Le Roof Top Market de Rosebank, est une sortie dominicale très sympathique et courue pour toute la famille ! Les « théâtreux » iront plutôt au Market Théâtre dans le quartier central de Newton et les danseurs au Joburg Théâtre. Les amoureux de street art trouveront leur bonheur dans les quartiers de Braamfontein, Maboneng et Newtown. Côté musée, l’Origins Center vous renseignera sur les ancêtres sud-africains, à commencer par les Bushmen.

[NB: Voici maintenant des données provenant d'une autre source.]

PR #1349, opened 2015-11-09
Log download form error data directly in log message

hodgestar:
Currently we include it in `extra`, but that doesn't get logged to the console (maybe Django's error logger is suboptimal?).


hodgestar:
Ready for review.

justinvdm:
:+1:

justinvdm:
(when Travis is happy)

PR #1350, opened 2015-11-10
Update bootstrap

justinvdm:
We are seeing bootstrap#10206 with the message download modal's message direction form field.


go/base/static/css/vumigo.css
```diff
@@ -14,8 +14,8 @@ button {
   pointer-events: auto;
 }
 .main-container {
+  width: auto;
   min-width: 650px;
-  max-width: none;
```
justinvdm, line 18: Our max width rule was overriding a bootstrap rule that must've changed. Since it was no longer overriding anything, this rule became a no-op and we were left with a narrower width. `width: auto` brings back that overriding.

justinvdm:
Ready for review.

hodgestar:
:+1:

justinvdm:
@hodgestar thanks, just noticed another broken thing, fixing.

justinvdm:
Ready for re-review.

`.list-group-item.active` seemed to have stopped working for the 3.0 releases (or have been removed intentionally?). 3.3.5 (the most recent release in the ~3.0 range) seems to bring it back, and doesn't seem to break anything else, though it is likely that there are earlier versions that fix it.

justinvdm:
Ok, actually ready for review now.

bower.json
```diff
@@ -17,10 +17,10 @@
     "jsplumb": "~1.7.5",
     "lodash": "~2.0.0",
     "backbone-relational": "0.8.6",
-    "bootstrap": "3.0.0",
     "bootbox": "~4.0.0",
     "diamondash": "~0.4",
-    "bootstrap-datepicker": "~1.4.1"
+    "bootstrap-datepicker": "~1.4.1",
+    "bootstrap": "3.0.1"
```
hodgestar: Your PR comment mentioned bootstrap `3.3.5` but this says `3.0.1`. Just checking that this is correct?

hodgestar:
Left one question and restarted some Travis builds that failed for unrelated reasons. Otherwise looks good.

bower.json
justinvdm: Woops, this isn't correct, thanks. I might not have used `--save`, so it is using bootstrap 3.3.5, but isn't being represented in `bower.json`. Fixing.

hodgestar: The version of `bootstrap` in the diff is `3.3.5`, so I'm guessing just this number is wrong?

justinvdm: Fixed, so we were using 3.3.5, `bower.json` just wasn't up to date.

hodgestar:
:+1:

PR #1351, opened 2015-11-16
Add auth bouncer support to Go API.

hodgestar:
Currently the Go API only supports Django session authentication. It would be nice if it also supported our authentication bouncer.


hodgestar:
Ready for review (assuming Travis builds pass).

hodgestar:
/me berates past self for using txjsonrpc.

go/api/go_api/auth.py
```diff
@@ -47,11 +52,76 @@ def requestAvatarId(self, credentials):
         raise error.UnauthorizedLogin()
 
 
+class GoAuthBouncerCredentialFactory(BasicCredentialFactory):
+    implements(ICredentialFactory)
```
jerith: Rather use the `@implementer(ICredentialFactory)` decorator. It's more readable and less magic. :-)

go/api/go_api/tests/utils.py
```diff
@@ -1,5 +1,27 @@
 from mock import Mock, patch
 
+from vumi.tests.utils import MockHttpServer
```
jerith, line 3: Could we use `vumi.tests.fake_connection.FakeHttpServer` instead? It's not quite a drop-in replacement, but it's more deterministic and less prone to random network-related failures.

jerith:
Could you add explanatory docstrings to the new test methods, please? It's much easier to review tests when there's a description of exactly what is being tested.

go/api/go_api/tests/utils.py
jerith, line 3: I can take a stab at this if you like, although it would be nice to spread the knowledge around a bit. Either way, I'm happy to help.

go/api/go_api/auth.py
hodgestar: I'm trying to be consistent with the other uses in the same file. We can change all of them, but I'd rather do that separately if that's what we want to do.

go/api/go_api/tests/utils.py
hodgestar, line 3: Practical question -- how would we make `treq` access the fake agent provided by `FakeHttpServer.get_agent()`? I'm sure it's possible, but not sure it's possible without making a bit of a mess.

Philosophical disagreement -- if a TCP packet randomly fails to traverse the localhost network, your system is very broken. I have yet to see it happen. Spinning up a temporary HTTP server is simple and provides a clean API that matches how the code is used outside of tests. `FakeHttpServer`on the other hand is 300 lines of overriding Twisted agents and protocols, which doesn't fill me with confidence.

hodgestar:
> Could you add explanatory docstrings to the new test methods, please? It's much easier to review tests when there's a description of exactly what is being tested.

Are there particular tests that were confusing? A lot of the tests are very short and it feels like adding a docstring wouldn't add much that the name of the test method and class don't already cover.

jerith:
> Are there particular tests that were confusing? A lot of the tests are very short and it feels like adding a docstring wouldn't add much that the name of the test method and class don't already cover.
- `test_scheme` -- What should the scheme be?
- `test_decode` -- What is being decoded and how do we know if it worked?
- `test_request_avatar_id_no_auth_header` -- What should happen if there is no header?

A test docstring should give me a way to determine whether the test code is actually testing what it's supposed to be testing, which I can't do from just the test names in most cases. For example, a reasonable docstring for `test_request_avatar_id_no_auth_header` could be "When no auth header is present, authentication fails."

go/api/go_api/tests/utils.py
jerith, line 3: I don't have an answer for the practical question, so that's probably "no, we can't easily use it".

As for the philosophy:
- We regularly (I'd guess 1-5% of builds based on having to restart things, I haven't measured properly) have timeouts and breakages in tests that use the localhost network.
- Making sure cleanup happens correctly for the real network case is nontrivial and we have to jump through hoops to pass ports around. I don't consider that to be a clean API at all.
- Almost all the code in `fake_connection` is machinery to manage and hook into connection state in tests. There is very little overriding of existing Twisted code, and everything that does modify existing behaviour checks that it needs to before doing so.
- `FakeServer` and `FakeHttpServer` allow testing of things that cannot be tested using real network connection without replacing quite a lot of Twisted's internals. You can simulate a connection timeout, for example. Or accept a connection and then not do anything with it.
- `fake_connection` is entirely deterministic, so it's possible (although perhaps not as easy as I'd like) to write tests that fail if something doesn't happen instead of waiting for a timeout.

Maybe we should discuss this somewhere other than this PR, though?

go/api/go_api/auth.py
jerith: It's not a very big change. I'd be happy with a single commit that did it across the files this PR touches already, but I'm also okay with not doing it here.

hodgestar:
Test docstring added and switch to `implementer` made.

In the absence of a concrete plan for changing testing away from the MockHttpServer, I'm inclined to leave that as in.

Ready for re-review.

hodgestar:
Travis builds have passed.

go/api/go_api/tests/test_auth.py
```diff
@@ -84,22 +88,129 @@ def test_request_avatar_id_bad_username(self):
...
+        self.add_cleanup(self.auth.stop)
+        yield self.auth.start()
+        self.checker = GoAuthBouncerAccessChecker(self.auth.url)
+
+    def mk_request(self, path='', token=None):
+        request = DummyRequest(path.split('/'))
+        request.path = path
+        if token is not None:
+            request.headers["authorization"] = "Bearer %s" % (token,)
+        return request
```
jerith, line 150: Nothing passes the `path` arg to `mk_request()`. Is it necessary?

jerith:
Are the test docstrings `pep8`-compliant? If so, there's just the `mk_request()` question remaining.

hodgestar:
I think I left the `path` variable in because it was more understandable to
me than:

```
request = DummyRequst([''])
request.path = ''
```

but I can change that if the above is okay?

jerith:
We already have that sort of request creation in other `mk_request()` methods, and the presence of the arg implies that it's being used somewhere.

hodgestar:
Docstrings update to be more Django-like and unused path argument removed.

jerith:
:+1: when Travis is happy.

PR #1353, opened 2015-11-20
Update celery and friends

jerith:
In order to run multiple celery workers on the same machine, we need to set the worker names explicitly. In order to include the hostname in the worker name, we need `celery>=3.1`. In order to use `celery>=3.1`, we need newer `django-celery` and `kombu`.


rudigiesler:
:+1:

PR #1354, opened 2015-11-23
Fix race condition in jsbox contacts tests

jerith:
There are a bunch of places where we're not correctly `yield`ing on a helper method.


hodgestar:
:+1:

rudigiesler:
:+1:

PR #1356, opened 2015-11-24
Session state race condition in app multiplexer

jerith:
Currently, the app multiplexer sends its reply message before it updates its state. In addition to the annoying random build failures this causes, there's also a risk of the session state being inconsistent when the next message arrives.


hodgestar:
:+1: if the Travis errors are unrelated.

smn:
fwiw I've restarted this job 2 times now and it's been failing every time.

jerith:
This failure is in JS tests, which cannot be affected in any way by the changes in this branch unless they're somehow depending on the implementation details of random Python code.

PR #1358, opened 2016-01-11
add support@vumi.org to low credit notifications

KaitCrawford:


KaitCrawford:
@rudigiesler @hodgestar ready for review

go/billing/tasks.py
```diff
@@ -547,7 +548,9 @@ def create_low_credit_notification(
             'reference': notification.id,
         })
 
-    email = EmailMessage(subject, message, email_from, [email_to])
+    # remove duplicate emails from the recipient list
+    recipient_emails = list(set([email_to, support_email]))
+    email = EmailMessage(subject, message, email_from, recipient_emails)
```
rudigiesler: As discussed on slack, we probably want the `support_email` to be a `bcc`. Should be as simple as adding `bcc=support_email` to the list of args, and fixing the relevant test.

KaitCrawford: done :)
The test doesn't need to be fixed as it checks recipients():
"recipients() returns a list of all the recipients of the message, whether they’re recorded in the to, cc or bcc attributes"

hodgestar:
Other than the bcc thing @rudigiesler spotted, looks good to me too.

rudigiesler:
:+1: when travis is happy.

go/billing/tests/test_tasks.py
```diff
@@ -1286,7 +1287,8 @@ def test_credit_cutoff_email_sent(self):
         self.assertEqual(len(mail.outbox), 1)
         [email] = mail.outbox
 
-        self.assertEqual(email.recipients(), [self.django_user.email])
+        self.assertEqual(email.recipients(),
+                         [self.django_user.email, 'support@vumi.org'])
```
hodgestar, line 1292: `email.bcc` contains the list of bcc'ed addresses so we could add an assert like:

``` python
self.assertEqual(email.bcc, ['support@vumi.org'])
```

in addition to the current assert.

KaitCrawford:
@hodgestar are you happy for me to merge?

hodgestar:
:+1:

PR #1595, opened 2022-06-17
servant-client: Run ClientEnv's makeClientRequest in IO

Minnozz:
Use cases:
- [applyDigestAuth](https://hackage.haskell.org/package/http-client-tls-0.3.6.1/docs/Network-HTTP-Client-TLS.html#v:applyDigestAuth)
- Sign requests

### DIFF
--- a/servant-client/test/Servant/SuccessSpec.hs
+++ b/servant-client/test/Servant/SuccessSpec.hs
@@ -162,7 +162,8 @@ successSpec = beforeAll (startWaiApp server) $ afterAll endWaiApp $ do
       mgr <- C.newManager C.defaultManagerSettings
       -- In proper situation, extra headers should probably be visible in API type.
       -- However, testing for response timeout is difficult, so we test with something which is easy to observe
-      let createClientRequest url r = (defaultMakeClientRequest url r) { C.requestHeaders = [("X-Added-Header", "XXX")] }
+      let createClientRequest url r = fmap (\req -> req { C.requestHeaders = [("X-Added-Header", "XXX")] })
+                                           (defaultMakeClientRequest url r)
           clientEnv = (mkClientEnv mgr baseUrl) { makeClientRequest = createClientRequest }
       res <- runClientM (getRawSuccessPassHeaders HTTP.methodGet) clientEnv
       case res of
--- a/changelog.d/1595
+++ b/changelog.d/1595
@@ -1,0 +1,2 @@
+synopsis: Run ClientEnv's makeClientRequest in IO.
+prs: #1595
--- a/doc/cookbook/using-free-client/UsingFreeClient.lhs
+++ b/doc/cookbook/using-free-client/UsingFreeClient.lhs
@@ -119,7 +119,7 @@ Now we can use `servant-client`'s internals to convert servant's `Request`
 to http-client's `Request`, and we can inspect it:
 
 ```haskell
-        let req' = I.defaultMakeClientRequest burl req
+        req' <- I.defaultMakeClientRequest burl req
         putStrLn $ "Making request: " ++ show req'
 ```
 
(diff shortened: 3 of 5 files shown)


tchoutri:
@Minnozz Hi! Has there been a discussion about this PR? :)

Minnozz:
@tchoutri Hi! This change was suggested by `alp__` on IRC today in response to a question from me. I took a shot at implementing it; should it also be discussed elsewhere?

tchoutri:
Great, then I'll leave @alpmestan review your PR. :)

servant-client/test/Servant/SuccessSpec.hs
```diff
@@ -162,7 +162,8 @@ successSpec = beforeAll (startWaiApp server) $ afterAll endWaiApp $ do
       mgr <- C.newManager C.defaultManagerSettings
       -- In proper situation, extra headers should probably be visible in API type.
       -- However, testing for response timeout is difficult, so we test with something which is easy to observe
-      let createClientRequest url r = (defaultMakeClientRequest url r) { C.requestHeaders = [("X-Added-Header", "XXX")] }
+      let createClientRequest url r = fmap (\req -> req { C.requestHeaders = [("X-Added-Header", "XXX")] })
+                                           (defaultMakeClientRequest url r)
```
Minnozz, line 166: I'm not sure how ergonomic this is; any suggestions for improving that?

alpmestan: It's fine, don't worry.

alpmestan (approved):
This looks fine to me. We'll want to add an entry in the relevant changelog. Also, this will force a major version bump.

Let's perhaps leave a few days to give others a chance to give feedback on this, and for you to add a changelog entry (see how other PRs do it, with entries in the `changelog.d` directory).

Minnozz:
@alpmestan I added a changelog entry, do you think it needs more explanation?

alpmestan:
@Minnozz Should be fine, I think people using servant are familiar enough with `IO` =)

If you ever feel like writing down a little something that demonstrates how you're using this to your advantage (cookbook recipe, blog post, whatever), then it can serve as a reference for users who might need this in the future. But that's more work that adding a few lines in the changelog :-)

tchoutri:
Considering the approval of this PR, I will merge, but a cookbook or a blog post would be very appreciated, @Minnozz  :)

unclechu:
Please have a look at https://github.com/haskell-servant/servant/issues/1787 trying to read this change through I can’t say why this change is necessary. Why was it worth to break the API? Why does it have to be exactly `IO`? Etc. etc.

Minnozz:
@unclechu The change was necessary for my project to be able to call [applyDigestAuth](https://hackage.haskell.org/package/http-client-tls-0.3.6.1/docs/Network-HTTP-Client-TLS.html#v:applyDigestAuth), as is noted in the description of this PR. As for requiring precisely IO: as a Haskell novice I did not understand the difference between IO and MonadIO when I made this PR; feel free to propose a PR with a better API :)

tchoutri:
+1, submit a PR to depend on MonadIO, it would be an improvement.

unclechu:
@Minnozz 
> The change was necessary for my project to be able to call [applyDigestAuth](https://hackage.haskell.org/package/http-client-tls-0.3.6.1/docs/Network-HTTP-Client-TLS.html#v:applyDigestAuth)

I don’t think it was necessary, you could always call `defaultMakeClientRequest` by prefixing it with `pure`/`return`. Or am I missing something?

`MonadIO` constraint is also an overkill. `Applicative` is enough as a dependency to do the same thing.

I’ll make a pull request.

BartSchuurmans:
It's not about defaultMakeClientRequest, it's about being able to configure ClientEnv with a different makeClientRequest function that requires IO

unclechu:
I would just mean the only change required is for `ClientEnv` but `defaultMakeClientRequest` didn’t have to be changed.

unclechu:
The change for the `defaultMakeClientRequest` return type: https://github.com/haskell-servant/servant/pull/1789

PR #1596, opened 2022-07-17
servant-auth-swagger: allow base-4.16

maksbotan:


maksbotan:
Published a revision: https://hackage.haskell.org/package/servant-auth-swagger-0.2.10.1/revisions/

PR #1586, opened 2022-04-29
Add failing test case to demonstrate query param issue

tomsmalley:
See issue #1584

PR #1597, opened 2022-07-19
Escape special chars in QueryParams

### LINKED ISSUE #1584: Query parameter encoding
In v0.18, query parameters were converted with [toQueryParam](https://hackage.haskell.org/package/servant-0.19/docs/Servant-API.html#v:toQueryParam) and later encoded as part of [renderQuery](https://hackage.haskell.org/package/http-types-0.12.3/docs/Network-HTTP-Types.html#v:renderQuery).

In v0.19, this was changed so that conversion and encoding of query parameters is done at once by [toEncodedUrlPiece](https://hackage.haskell.org/package/servant-0.19/docs/Servant-API.html#v:toEncodedUrlPiece), and the parts are joined without doing extra encoding.

At first glance this seems like a good change since it allows more control over how encoding is done, but there's a subtlety:

The default implementation of toEncodedUrlPiece uses [encodePathSegmentsRelative](https://hackage.haskell.org/package/http-types-0.12.3/docs/Network-HTTP-Types.html#v:encodePathSegmentsRelative), which uses [urlEncodeBuilder](https://hackage.haskell.org/package/http-types-0.12.3/docs/Network-HTTP-Types.html#v:urlEncodeBuilder) but with the first argument set to `False`: i.e., denoting the input as a path element, not a query string.

So, when using servant "end to end" on the same API with `String` or `Text` query params, the server no longer gets what the client sent if any of the extra query special characters are present `&=+$,`. I _think_ this change wasn't intentional, thus this ticket.

I suppose a more correct change would be to add `toEncodedQuery` or something to the class, but that's a much larger change.

lagunoff:
closes #1584

I was investigating a bug in our application and it turned out it was caused by servant-client not escaping plus signs in query params. After some digging down the code in servant-client I noticed servant-client uses `toEncodedUrlPiece` to encode the values of QueryParams, which is wrong because it should be used for path pieces only and it does not escape characters `:@&=+$,`. Later I found https://github.com/haskell-servant/servant/issues/1584 and https://github.com/haskell-servant/servant/pull/1586. Here I'm suggesting a workaround — using `urlEncodeBuilder True` directly instead of `toEncodedUrlPiece`.

At first I thought the `toEncodedUrlPiece` is itself the source of the problem and created a PR to https://github.com/fizruk/http-api-data/pull/119. The conclusion there was that it is wrong to encode query params with `toEncodedUrlPiece` and that this should be changed in servant-client, even though it's weird that ToHttpAPIData only has method for encoding path pieces

### DIFF
--- a/servant-client-core/src/Servant/Client/Core/Request.hs
+++ b/servant-client-core/src/Servant/Client/Core/Request.hs
@@ -51,9 +51,9 @@ import           Network.HTTP.Media
                  (MediaType)
 import           Network.HTTP.Types
                  (Header, HeaderName, HttpVersion (..), Method, QueryItem,
-                 http11, methodGet)
+                 http11, methodGet, urlEncodeBuilder)
 import           Servant.API
-                 (ToHttpApiData, toEncodedUrlPiece, toHeader, SourceIO)
+                 (ToHttpApiData, toEncodedUrlPiece, toQueryParam, toHeader, SourceIO)
 
 import Servant.Client.Core.Internal (mediaTypeRnf)
 
@@ -165,7 +165,8 @@ appendToQueryString pname pvalue req
 -- | Encode a query parameter value.
 --
 encodeQueryParamValue :: ToHttpApiData a => a  -> BS.ByteString
-encodeQueryParamValue = LBS.toStrict . Builder.toLazyByteString . toEncodedUrlPiece
+encodeQueryParamValue = LBS.toStrict . Builder.toLazyByteString
+  . urlEncodeBuilder True . encodeUtf8 . toQueryParam
 
 -- | Add header to the request being constructed.
 --


jkarni:
Thanks! And sorry this took so long.

jkarni:
@lagunoff @tomsmalley it ike this PR causes a failure (https://github.com/haskell-servant/servant/actions/runs/4752900295/jobs/8443824136#step:8:352) - not exactly sure why it didn't fail in the previous run though. Any thoughts on how to fix this?

tomsmalley:
The failing test (binary data in query param) was introduced by the change which broke query param text encoding (#1432). I think it's either one or the other unless we add `toEncodedQuery` to `ToHttpApiData`. If the decision is to walk back #1432 then removing the test case seems fine.

lagunoff:
Hi, I'm afraid I can't provide any help with this issue. It's not clear what's going on under the hood in the test case it seems it sends a request and compares the response body, but I'm not familiar with the codebase can't dig deeper where exactly encoding/decoding fails

ysangkok:
For any subscribers on this issue, the failing test is proposed to be removed in #1679

PR #1604, opened 2022-08-28
Full query string helpers

divarvel:
The goal of this PR is to adress a use-case that is not currently covered by servant: query strings with dynamic parameter names.

`QueryParam` and its friends are super useful, but extract the parameter name from a type-level string, so while this is useful in many cases, it cannot cover every use-case. A typical use-case would be implementing a search filter where filters are not static and can't be enumerated ahead of time.

I'll propose two helpers, directly derived from a use case that came up at work:

- one is an escape hatch that extracts the whole query string as a `[(ByteString, Maybe ByteString)]` value. It cannot fail and provides raw access to the query string: `QueryString :> Get '[JSON] [Book]`.  
  This was the first version that i implemented for my concrete use-case at work, to get things going.
- the other one is a bit more constrained and implements a pattern commonly known as [_deep objects_](https://swagger.io/docs/specification/serialization/). It builds upon the convention of using `[]` for a list of parameters: `books?filter[search]=value&filter[author][name]=value`. The corresponding type would be `DeepQuery "filter" BookQuery :> Get '[JSON] [Book]`.  
 This is based on what's currently used for my use-case at work.
 

## Raw query string capture

- [x] Servant.API
- [x] Servant.Server
- [x] Servant.Server Specs
- [x] Servant.Server Docs
- [x] Servant.Client
- [x] Servant.Client Specs
- [x] Servant.Client Docs

## Deep object query parsing

- [x] Servant.API
- [x] Servant.Server
- [x] Servant.Server Specs
- [x] Servant.Server Docs
- [x] Servant.Client
- [x] Servant.Client Specs
- [x] Servant.Client Docs

### DIFF
--- a/changelog.d/1604
+++ b/changelog.d/1604
@@ -1,0 +1,10 @@
+synopsis: Full query string helpers
+prs: #1604
+
+description: {
+  This PR introduces `DeepQuery`, a route combinator that implements a pattern commonly known as deep objects.
+  It builds upon the convention of using `[]` for a list of parameters: 
+  `books?filter[search]=value&filter[author][name]=value`.
+  The corresponding type would be `DeepQuery "filter" BookQuery :> Get '[JSON] [Book]`.
+
+}
--- a/servant-client-core/src/Servant/Client/Core/HasClient.hs
+++ b/servant-client-core/src/Servant/Client/Core/HasClient.hs
@@ -22,7 +22,7 @@ module Servant.Client.Core.HasClient (
     (//),
     (/:),
     foldMapUnion,
-    matchUnion,
+    matchUnion
     ) where
 
 import           Prelude ()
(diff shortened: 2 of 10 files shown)


tchoutri:
Considering the limitations of what we already have, these additions are most welcome. Ping me if you ever want to pair on a Cookbook addition for this.

divarvel:
I'm not using haskell at work any more and I don't have time to revive this PR myself, but I still think it's a worthwhile addition to servant and am available to help anyone who wants to get it over the finish line.

tchoutri (approved):

ysangkok:
@tchoutri Since this PR broke backwards compatibility, we need to do a major version bump. Do we do that now, or just before the release? The advantage of doing it now is that then we don't have to remember that this PR changed the interface.

tchoutri:
@ysangkok yep let's do it right away. If you can't do it in the next 10 hours I'll do it in my morning. :)

PR #1614, opened 2022-09-26
Allow lens 5.2

TristanCacqueray:
See https://hackage.haskell.org/package/lens-5.2/changelog


ysangkok:
This only changes four occurrences, so I think #1607 is better.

Pour les dingues de shopping, les centres commerciaux sont partout, à presque chaque coin de rue. Pour une ambiance plus intime, en extérieur, un tantinet « bobo chic », foncez au 44 Stanley qui offre une sélection de boutiques de designers locaux, des terrasses de café et des restaurants connectés par de jolies cours intérieures. Pour les escapades nocturnes, le choix est vaste. Il est agréable de se laisser tenter par un concert intimiste organisé par la dynamique Alliance Française de Johannesburg et son directeur actuel, Lionel Schultz…
Ph. : Brazzaville offre quelques hauts lieux attractifs : les tours jumelles récemment ouvertes avec leur restaurant tournant, le nouveau mall qui commence doucement à être occupé, la longue promenade du dimanche sur la Corniche le long du fleuve Congo, les impressionnants rapides et cataractes du Djoué, le parc zoologique qui commence à revivre, la forêt d’eucalyptus de la Patte d’Oie, les marchés populaires comme le marché Total, les rues commerçantes et le centre d’art de Poto Poto …
On peut aussi se retrouver dans d’agréables restaurants, comme Mami Wata, au bord du fleuve, Chez Ilys qui propose un large éventail de cuisine africaine, l’Oriental et ses menus ensoleillés, la Terrasse de l’Hippocampe avec son gargantuesque buffet- barbecue du vendredi soir, l’Hôtel Pefaco et son restaurant italien - le Bochelli - qui sert les meilleures pizza de la ville, le Concept lieu cool et convivial, ou le Bolingo, pour son ambiance rumba congolaise.
Globalement, Brazzaville est une capitale calme, où il est quand même possible de sortir, tranquillement, loin de la trépidation d’autres capitales.
Lpj : Quelle est votre conclusion ?
M. : Johannesburg est une ville débordante d’activités. Il est vraiment difficile de s’y ennuyer car il y en a vraiment pour tous les goûts. Installés dans la banlieue de Sandton depuis maintenant 8 ans, nous ne nous en lassons pas : ces quartiers sont verts et fleuris, calmes et tranquilles. Bien sûr il y a de l’insécurité et parfois des nouvelles alarmantes. Mais honnêtement, ce n’est pas quelque chose qui pèse sur notre quotidien. Il y a des mesures à prendre (bien choisir sa maison par exemple) et des précautions à respecter. Mais on vit très bien avec…En définitive Johannesburg est une ville attachante que l’on a du mal à quitter !
Ph. : Brazzaville est une ville de taille raisonnable, où les jours s’écoulent doucement, avec la chaleur comme compagne fidèle, mais avec une palette d’options un peu réduite.
C’est, après tout, une ville agréable pour y vivre loin de l’agitation des mégalopoles.